Durable Functions are an extension of Azure Functions that let you:
- Orchestrate multiple functions as a single workflow
- Maintain state between executions
- Handle long-running or sequential processes
- Manage retries, timeouts, and parallel tasks easily
They’re built on top of the Durable Task Framework and use code-first orchestration, which means you write workflows in code (not JSON like Logic Apps).
🛠️ Core Components
Component | Description |
---|---|
Orchestrator | Defines the workflow logic using code |
Activity Function | The units of work—these are regular functions called by the orchestrator |
Client Function | Starts the orchestrator function |
Entity Function | Used for durable objects with persistent state (useful for counters, etc.) |
🔁 Common Patterns
- Function Chaining
var result1 = await context.CallActivityAsync("StepOne", null);
var result2 = await context.CallActivityAsync("StepTwo", result1);
2. Fan-Out/Fan-In (Parallel Execution)
var tasks = new List<Task<string>>();
foreach (var item in items)
{
tasks.Add(context.CallActivityAsync<string>("ProcessItem", item));
}
var results = await Task.WhenAll(tasks);
3. Human Interaction / External Events
await context.WaitForExternalEvent("ApprovalReceived");
Timeouts and Retries Durable Functions handle automatic retries and timeouts using policies or timers.
🧑💻 Sample Use Case: Order Processing Workflow
Imagine a scenario where you:
- Receive an order (HTTP Trigger)
- Process payment (Activity Function)
- Send confirmation email (Activity Function)
- Wait for warehouse confirmation (External Event)
- Update the order status (Activity Function)
Durable Functions can orchestrate all these steps, maintain state, and survive app restarts without losing progress.
📈 Monitoring Durable Functions
You can monitor function status via:
- Azure Portal (Durable Functions come with built-in status endpoints)
- Application Insights (for custom logging and telemetry)

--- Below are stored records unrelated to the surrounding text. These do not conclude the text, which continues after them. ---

PR #6661, opened 2018-11-15
Attach run spec to instance.

jeschkies:
Summary:
Each instance hold a run spec id and the run spec version. This
is a unique identifier for the run spec. Thus we could just attach
the run spec itself to the instance. This will simplify our launching
and matching logic. It will also open the door to prototype templates.

See #6664 for an illustration. 

JIRA issues: MARATHON-8325


src/test/scala/mesosphere/marathon/core/instance/TestInstanceBuilder.scala
```diff
@@ -7,7 +7,7 @@ import mesosphere.marathon.core.instance.update.{InstanceUpdateOperation, Instan
 import mesosphere.marathon.core.pod.MesosContainer
 import mesosphere.marathon.core.task.Task
 import mesosphere.marathon.core.task.state.{AgentInfoPlaceholder, AgentTestDefaults}
-import mesosphere.marathon.state.{PathId, RunSpec, Timestamp, UnreachableEnabled, UnreachableStrategy}
+import mesosphere.marathon.state._
```
zen-dog: Oh no, you did not! 😝

src/test/scala/mesosphere/marathon/core/task/tracker/impl/InstancesLoaderImplTest.scala
```diff
@@ -61,5 +72,39 @@ class InstancesLoaderImplTest extends AkkaUnitTest {
...
+      for (instance <- instances) {
+        f.instanceRepository.get(instance.instanceId) returns Future.successful(Some(instance))
+      }
+
+      When("load is called")
+      val loaded = f.loader.load()
+
+      Then("the resulting data ")
+      // we do not need to verify the mocked calls because the only way to get the data is to perform the calls
+      val expectedData = InstanceTracker.InstancesBySpec.forInstances(app1Instance1, app1Instance2)
```
zen-dog: So without the correct _runSpec_ and _version_ the instance will *not be part of the state*... until a _StatusUpdate_ for it is received and it will be expunged (because its unknown)? But we won't actively reconcile for it since it is not part of the `instancesBySpec` call? So In a case, when Mesos doesn't know the task, we'll end up with some permanent garbage in ZK?

src/main/scala/mesosphere/marathon/core/deployment/impl/TaskReplaceActor.scala
```diff
@@ -123,7 +123,7 @@ class TaskReplaceActor(
 
   def replaceBehavior: Receive = {
     // New instance failed to start, restart it
-    case InstanceChanged(id, `version`, `pathId`, condition, Instance(_, Some(agentInfo), _, _, _, _, reservation)) if !oldInstanceIds(id) && considerTerminal(condition) =>
+    case InstanceChanged(id, `version`, `pathId`, condition, Instance(_, Some(agentInfo), _, _, _, reservation)) if !oldInstanceIds(id) && considerTerminal(condition) =>
```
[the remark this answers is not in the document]
jeschkies: That's a good point. It was not trivial to refactor because the names were missing.

src/main/scala/mesosphere/marathon/core/task/tracker/impl/InstancesLoaderImpl.scala
```diff
@@ -5,25 +5,42 @@ import akka.stream.Materializer
...
+      // Join instances with app or pod.
+      val t = await(Future.sequence(instances.map { stateInstance =>
+        val runSpecId = stateInstance.instanceId.runSpecId
+        val runSpecVersion = stateInstance.runSpecVersion.toOffsetDateTime
+        groupRepository.runSpecVersion(runSpecId, runSpecVersion).map {
+          case Some(runSpec) =>
+            Some(stateInstance.toCoreInstance(runSpec))
+          case None =>
+            logger.warn(s"No run spec $runSpecId with version $runSpecVersion was found for instance ${stateInstance.instanceId}.")
+            //TODO(karsten): use latest runspec.
```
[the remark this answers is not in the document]
jeschkies: We should assign the latest version since this would be the behaviour for a restart. If the run spec does not exist we have a bug. Currently Marathon would just not reschedule an instance whose run spec is gone.

Cc @meichstedt and @alenkacz

src/main/scala/mesosphere/marathon/core/task/tracker/impl/InstancesLoaderImpl.scala
```diff
@@ -1,29 +1,52 @@
...
+        val runSpecVersion = stateInstance.runSpecVersion.toOffsetDateTime
+        groupRepository.runSpecVersion(runSpecId, runSpecVersion).map(stateInstance -> _)
+      }.mapConcat {
+        case (stateInstance, Some(runSpec)) =>
+          List(stateInstance.toCoreInstance(runSpec))
+        case (stateInstance, None) =>
+          val runSpecId = stateInstance.instanceId.runSpecId
+          logger.warn(s"No run spec $runSpecId with version ${stateInstance.runSpecVersion} was found for instance ${stateInstance.instanceId}.")
+          //TODO(karsten): use latest runspec.
+          //val maybeRunSpec = groupRepository.runSpecVersions(runSpecId).runWith(SinkMax).flatMap{ v => groupRepository.runSpecVersion(runSpecId, v)}
```
jeschkies: Yeah, I don't think that streams are much better than async/await in this case. `Future.sequence` could be nicer but this just seems overhead for a simple logic.

zen-dog: In the worst case scenario `Future.sequence` will create 1M futures at once.

src/main/scala/mesosphere/marathon/core/task/tracker/impl/InstanceTrackerDelegate.scala
```diff
@@ -97,14 +97,16 @@ private[tracker] class InstanceTrackerDelegate(
         val effectF = (instanceTrackerRef ? update)
           .mapTo[InstanceUpdateEffect]
           .transform {
-            case s@Success(_) => logger.info(s"Completed processing instance update ${update.operation.shortString}"); s
-            case f@Failure(e: AskTimeoutException) => logger.error(s"Timed out waiting for response for update $update", e); f
-            case f@Failure(t: Throwable) => logger.error(s"An unexpected error occurred during update processing of: $update", t); f
+            case s @ Success(_) =>
```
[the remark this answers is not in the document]
zen-dog:
```
// format: off

// format: on
```

src/main/scala/mesosphere/marathon/core/task/tracker/impl/InstancesLoaderImpl.scala
```diff
@@ -4,26 +4,47 @@ package core.task.tracker.impl
...
```
zen-dog: I propose a new method in the `groupRepository`: `lastSpecVersion`

src/main/scala/mesosphere/marathon/state/Instance.scala
```diff
@@ -0,0 +1,81 @@
...
+  import mesosphere.marathon.api.v2.json.Formats.TimestampFormat
+
+  implicit val instanceJsonWrites: Writes[Instance] = {
+    (
+      (__ \ "instanceId").write[CoreInstance.Id] ~
+      (__ \ "agentInfo").writeNullable[CoreInstance.AgentInfo] ~
+      (__ \ "tasksMap").write[Map[Task.Id, Task]] ~
+      (__ \ "runSpecVersion").write[Timestamp] ~
+      (__ \ "state").write[InstanceState] ~
+      (__ \ "unreachableStrategy").write[raml.UnreachableStrategy] ~ // TODO(karsten): Should we remove this after MARATHON-8325?
```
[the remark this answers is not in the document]
zen-dog: Ok, it's weird to have some arbitrary part of the `RunSpec` persisted with the Instance. I'd say we should get rid of it, either in this PR or in the follow up one.

src/test/scala/mesosphere/marathon/core/instance/TestInstanceBuilder.scala
jeschkies: 🔔

src/main/scala/mesosphere/marathon/api/v2/PodsResource.scala
```diff
@@ -24,7 +24,7 @@ import mesosphere.marathon.core.pod.{PodDefinition, PodManager}
 import mesosphere.marathon.core.storage.repository.RepositoryConstants
 import mesosphere.marathon.plugin.auth._
 import mesosphere.marathon.raml.{Pod, Raml}
-import mesosphere.marathon.state.{PathId, Timestamp, VersionInfo}
+import mesosphere.marathon.state.{Instance => StateInstance, PathId, Timestamp, VersionInfo}
```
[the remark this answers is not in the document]
jeschkies: Thanks. Much cleaner!

src/main/scala/mesosphere/marathon/core/task/tracker/impl/InstancesLoaderImpl.scala
```diff
@@ -4,26 +4,49 @@ package core.task.tracker.impl
...
+              (stateInstance, maybeRunSpec)
+          }
+        }
+      }.mapConcat {
+        case (stateInstance, Some(runSpec)) =>
+          List(stateInstance.toCoreInstance(runSpec))
+        case (stateInstance, None) =>
+          val runSpecId = stateInstance.instanceId.runSpecId
+          logger.warn(s"No run spec $runSpecId with any version was found for instance ${stateInstance.instanceId}. Ignoring.")
+          List.empty[Instance]
```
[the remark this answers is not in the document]
jeschkies: The type inference got it wrong. So I had to use empty.

src/main/scala/mesosphere/marathon/core/deployment/impl/TaskReplaceActor.scala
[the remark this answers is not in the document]
zen-dog: __@~··___@~··_____

src/test/scala/mesosphere/marathon/core/task/tracker/impl/InstancesLoaderImplTest.scala
jeschkies: > So In a case, when Mesos doesn't know the task, we'll end up with some permanent garbage in ZK?

You mean Mesos forgets about the instance for some reason and Marathon forgets about the run spec for some reason and then we don't load it but keep it in ZooKeeper? Well, the bug is that we should never have instances without a run spec to begin with. That is a bug. Even in the current version we always should have the run spec. We do handle that situation by just not scaling https://github.com/mesosphere/marathon/blob/master/src/main/scala/mesosphere/marathon/MarathonSchedulerActor.scala#L492. That means we never start a new instance for a failed if we do not know the run spec.

What would be the best behaviour here? Current Marathon will know the instance but not the run spec and thus won't be able to handle it. What do you think about `case object Unknown extends RunSpec`?

zen-dog: No, I meant, if there is an instance but for some reason, `RunSpec` was deleted. Do you think we should we log the problem and expunge the Instance from the state?

src/main/scala/mesosphere/marathon/state/Instance.scala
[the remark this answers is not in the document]
jeschkies: See follow up #6675

src/test/scala/mesosphere/marathon/core/task/tracker/impl/InstancesLoaderImplTest.scala
jeschkies: Ah, that would be simpler but might be unexpected behaviour since Marathon will kill that instance which it would do with this change as well.

If we do not load that instance we should delete it from the state as well. If we keep it in state we should load it with an `UnknownRunSpec`.

src/main/scala/mesosphere/marathon/core/task/tracker/impl/InstancesLoaderImpl.scala
```diff
@@ -4,26 +4,49 @@ package core.task.tracker.impl
...
-    } yield {
-      logger.info(s"Loaded ${instances.size} instances")
-      InstanceTracker.InstancesBySpec.forInstances(instances)
-    }
+  override def load(): Future[InstanceTracker.InstancesBySpec] = async {
+    val instances = repo.ids().mapAsync(parallelism = 5)(repo.get).mapConcat(_.toList)
+
+    // Join instances with app or pod.
+    val coreInstances = await(
+      instances.mapAsync(parallelism = 5) { stateInstance =>
```
zen-dog: dito

src/main/scala/mesosphere/marathon/core/task/tracker/impl/InstancesLoaderImpl.scala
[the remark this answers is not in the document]
jeschkies: Yes. If we want to keep the current Marathon behaviour we would have to introduce 

```scala
case class Unknown(id: Path, version: Timestamp) extends RunSpec
```

we would keep the instance but never restart it.

src/main/scala/mesosphere/marathon/storage/repository/Repositories.scala
```diff
@@ -53,6 +54,27 @@ trait GroupRepository {
   def podVersions(id: PathId): Source[OffsetDateTime, NotUsed]
 
   def podVersion(id: PathId, version: OffsetDateTime): Future[Option[PodDefinition]]
+
+  def runSpecVersion(id: PathId, version: OffsetDateTime)(implicit executionContext: ExecutionContext): Future[Option[RunSpec]] = {
```
zen-dog: It's kinda funny that we ourselves don't know if the instance belongs to an app or a pod and have to check both.

zen-dog: It's kinda funny that we ourselves don't know if the instance belongs to an app or a pod and have to check both.

jeschkies: Yep. It's not encoded in the id.

src/test/scala/mesosphere/marathon/core/task/tracker/impl/InstancesLoaderImplTest.scala
zen-dog: So we either:
a) Expunge the instance from the state right away and change how we deal with orphaned tasks - we shouldn't kill them just because we lost their state or
b) Keep the instance with `UnknownRunSpec` in the state and deal with implications or e.g. rescheduling Instances in the scheduling/orchestrator layer

src/main/scala/mesosphere/marathon/state/Instance.scala
```diff
@@ -0,0 +1,80 @@
...
+import core.instance.{Reservation, Instance => CoreInstance}
+import mesosphere.marathon.core.condition.Condition
+import mesosphere.marathon.core.instance.Instance.InstanceState
+import mesosphere.marathon.core.task.Task
+import mesosphere.marathon.raml.Raml
+import play.api.libs.functional.syntax._
+import play.api.libs.json.Reads._
+import play.api.libs.json._
+
+case class Instance(
```
alenkacz: why do we have to have two anyway? Why can't we just when serializing "core instance" say that we use only the version of runspec when creating the protobuf?

src/main/scala/mesosphere/marathon/core/task/tracker/InstanceTrackerModule.scala
```diff
@@ -19,14 +19,15 @@ class InstanceTrackerModule(
...
+    groupRepository: GroupRepository,
     updateSteps: Seq[InstanceChangeHandler])(implicit mat: Materializer) {
   lazy val instanceTracker: InstanceTracker =
     new InstanceTrackerDelegate(metrics, clock, config, instanceTrackerActorRef)
   lazy val instanceTrackerUpdateStepProcessor: InstanceTrackerUpdateStepProcessor =
     new InstanceTrackerUpdateStepProcessorImpl(metrics, updateSteps)
 
   private[this] lazy val updateOpResolver: InstanceUpdateOpResolver = new InstanceUpdateOpResolver(clock)
-  private[this] lazy val instancesLoader = new InstancesLoaderImpl(instanceRepository)
+  private[this] lazy val instancesLoader = new InstancesLoaderImpl(instanceRepository, groupRepository, config)
```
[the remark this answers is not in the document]
jeschkies: We do. The `InstanceLoaderImpl` expects only `config: InstanceTrackerConfig`. I'm not sure how one would extract the config we need here and what the value is.

src/main/scala/mesosphere/marathon/state/Instance.scala
```diff
@@ -0,0 +1,80 @@
...
+  }
+  override def mergeFromProto(bytes: Array[Byte]): Instance = {
+    mergeFromProto(Protos.Json.parseFrom(bytes))
+  }
+  override def toProto: Protos.Json = {
+    Protos.Json.newBuilder().setJson(Json.stringify(Json.toJson(this))).build()
+  }
+  override def version: Timestamp = runSpecVersion
+
+  def toCoreInstance(runSpec: RunSpec) = CoreInstance(instanceId, agentInfo, state, tasksMap, runSpec, reservation)
```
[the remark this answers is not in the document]
jeschkies: I thought about `Instance(stateInstance, runSpec)`. However, that leaks the state into our internal logic. I would like to avoid that. Also, our internal instance should not really know about the state instance. It does not care how it is persisted.

src/main/scala/mesosphere/marathon/state/Instance.scala
jeschkies: Serializing is easy but deserializing is not. How would you deserialize to the core instance if you do not have the run spec? I'm happy for any suggestion. The state instance helps to handle migrations without loading the run spec. It is simply a lean storage model.

src/main/scala/mesosphere/marathon/core/task/tracker/impl/InstancesLoaderImpl.scala
```diff
@@ -4,26 +4,59 @@ package core.task.tracker.impl
...
+        async {
+          val runSpecId = stateInstance.instanceId.runSpecId
+          val runSpecVersion = stateInstance.runSpecVersion.toOffsetDateTime
+          await(groupRepository.runSpecVersion(runSpecId, runSpecVersion)) match {
+            case Some(runSpec) => (stateInstance, Some(runSpec))
+            case None =>
+              logger.warn(s"No run spec $runSpecId with version ${stateInstance.runSpecVersion} was found for instance ${stateInstance.instanceId}. Trying latest.")
+              await(groupRepository.latestRunSpec(runSpecId)) match {
+                case Some(runSpec) => (stateInstance, Some(runSpec))
+                case None => await(expungeOrphanedInstance(stateInstance))
```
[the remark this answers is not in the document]
jeschkies: Nothing is listening at this point. The instance tracker is one of the first things being loaded. Most other entities assume a running instance tracker. I understand that we could handle this somewhere else but then again, what part in our code base should deal with orphaned instances and why? Ideally this never happens to begin with.

On a meta level I do not like our approach with events. However, that is something we'll discuss for our scheduler interface, I guess.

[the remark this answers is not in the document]
alenkacz: for me it's like garbage collection, so I would have a separate entity (actor or whatever) doing that cleaning. That would be triggered e.g. by event. You don't call java garbage collection in java directly as well...

src/main/scala/mesosphere/marathon/api/v2/PodsResource.scala
```diff
@@ -280,7 +280,7 @@ class PodsResource @Inject() (
       validateOrThrow(instanceId)
       val parsedInstanceId = Instance.Id.fromIdString(instanceId)
       val instances = await(taskKiller.kill(id, _.filter(_.instanceId == parsedInstanceId), wipe))
-      instances.headOption.fold(unknownTask(instanceId))(instance => ok(jsonString(instance)))
+      instances.headOption.fold(unknownTask(instanceId))(instance => ok(jsonString(state.Instance.fromCoreInstance(instance))))
```
alenkacz: Following up on the discussion on core vs state instance, I guess I mainly don't like that API layer (so the highest one) must convert between those two. Ideally for me there will be an interface (e.g. repository or service or whatever) that will accept core instances and give you core instances when you ask for them and the whole fact that the serialization format is different will be hidden behind that interface. What do you think about that?

alenkacz: oh ... why do we need state.Instance here anyway? Why can't we use the core instance for serialization?

src/main/scala/mesosphere/marathon/core/task/tracker/impl/InstanceTrackerActor.scala
```diff
@@ -153,7 +153,7 @@ private[impl] class InstanceTrackerActor(
 
         updateEffect match {
           case InstanceUpdateEffect.Update(instance, _, _) =>
-            repository.store(instance).onComplete {
+            repository.store(state.Instance.fromCoreInstance(instance)).onComplete {
```
alenkacz: I this could be the interface I wrote in one of the previous comments... It would accept core instances and give you core instances and all the transformation will happen behind the curtains... As a consumer of repository I don't really care about how the concrete serialization format looks like

src/main/scala/mesosphere/marathon/core/task/tracker/impl/InstancesLoaderImpl.scala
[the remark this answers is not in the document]
zen-dog: > You don't call java garbage collection in java directly as well...

unless you do `System.gc()` ;)

Like Karsten said - nothing is listening at that point, and the one responsible for expunging them is the instance tracker itself so ¯\_(ツ)_/¯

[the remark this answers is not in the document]
jeschkies: I get your point @alenkacz. However,
* We would have to load them first to garbage collect. That would require some run spec or `Option.empty[RunSpec]` or something.
* It would complexity we might not want.

src/main/scala/mesosphere/marathon/api/v2/PodsResource.scala
jeschkies: As I mentioned [above](https://github.com/mesosphere/marathon/pull/6661#discussion_r236960675). Serialization is not the issue. Deserialization is. How can the `InstanceRepository` set the run spec? It does not "know" about the `GroupRepository`.

src/main/scala/mesosphere/marathon/core/task/tracker/impl/InstanceTrackerActor.scala
jeschkies: I think we were there two years ago. Back then I thought it would be nice to have storage models the same way we have API models. I do not think that the repositories should return the internal models but the storage models. In any case, I'm happy to create a wrapper repository on the `InstanceRepository` and `GroupRepository` that converts the storage model to the internal model. IMHO that is some unnecessary overhead until we really need more joins like these. I mean, the `InstanceLoderImpl` is doing exactly what you want for loads at least. Would you be fine if that becomes a layer between our core logic and the repositories?

src/main/scala/mesosphere/marathon/core/task/tracker/impl/InstancesLoaderImpl.scala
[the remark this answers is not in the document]
jeschkies: Hm, I could add a prune step and then load with an adapter repo that has access to run specs and instances. Would that be ok?

src/main/scala/mesosphere/marathon/api/v2/PodsResource.scala
jeschkies: Just saw that this is the API layer. We could serialize core directly. Well, It should be a RAML first anyways and then serialized.

jeschkies: Will be addressed in https://github.com/mesosphere/marathon/pull/6703.

src/test/scala/mesosphere/marathon/core/task/tracker/impl/InstancesLoaderImplTest.scala
```diff
@@ -1,64 +1,153 @@
...
+      f.instanceRepository.delete(app2Instance1.instanceId) returns Future.successful(Done)
+
       When("load is called")
       val loaded = f.loader.load()
 
-      Then("the resulting data is correct")
+      Then("the resulting data ")
       // we do not need to verify the mocked calls because the only way to get the data is to perform the calls
-      val expectedData = InstanceTracker.InstancesBySpec.forInstances(app1Instance1, app1Instance2, app2Instance1)
+      val expectedData = InstanceTracker.InstancesBySpec.forInstances(app1Instance1, app1Instance2)
```
zen-dog: I think in this particular test we should verify that `expungeOrphanedInstance` was called, since that's the contract of current implementation

src/main/scala/mesosphere/marathon/core/task/tracker/impl/InstancesLoaderImpl.scala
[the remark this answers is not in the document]
alenkacz: btw. this is not a blocker for me :) I am just expressing my "gold state" wish for that piece of code. I don't mean we have to do this in this PR... I would be fine with merging this but had a JIRA/googledoc or whatever with some plan on how to improve that :)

- Durable Task Hub (uses Azure Storage to persist state)
🔁 Durable Functions Fan-Out/Fan-In Example (C#)
💬 Scenario:
You want to resize a batch of uploaded images to different sizes (e.g., thumbnail, medium, large) in parallel, and then return a list of their URLs once all are done.
🧩 1. Orchestrator Function
csharpCopyEdit[FunctionName("ImageResizeOrchestrator")]
public static async Task<List<string>> RunOrchestrator(
[OrchestrationTrigger] IDurableOrchestrationContext context)
{
var imageList = context.GetInput<List<string>>();
var resizeTasks = new List<Task<string>>();
foreach (var imageUrl in imageList)
{
resizeTasks.Add(context.CallActivityAsync<string>("ResizeImageActivity", imageUrl));
}
var resizedUrls = await Task.WhenAll(resizeTasks);
return resizedUrls.ToList();
}
⚙️ 2. Activity Function
csharpCopyEdit[FunctionName("ResizeImageActivity")]
public static string RunActivity(
[ActivityTrigger] string imageUrl,
ILogger log)
{
log.LogInformation($"Resizing image: {imageUrl}");
// Simulate processing
string resizedUrl = imageUrl.Replace(".jpg", "_resized.jpg");
return resizedUrl;
}
🚀 3. Client Function (HTTP Trigger)
csharpCopyEdit[FunctionName("StartImageResize")]
public static async Task<IActionResult> Run(
[HttpTrigger(AuthorizationLevel.Function, "post")] HttpRequest req,
[DurableClient] IDurableOrchestrationClient starter,
ILogger log)
{
string requestBody = await new StreamReader(req.Body).ReadToEndAsync();
var imageList = JsonConvert.DeserializeObject<List<string>>(requestBody);
string instanceId = await starter.StartNewAsync("ImageResizeOrchestrator", imageList);
log.LogInformation($"Started orchestration with ID = '{instanceId}'.");
return starter.CreateCheckStatusResponse(req, instanceId);
}
🔍 How It Works:
- The client function triggers the orchestrator and passes a list of image URLs.
- The orchestrator calls the activity function once for each image in parallel.
- When all activity functions complete, the orchestrator returns the list of resized image URLs.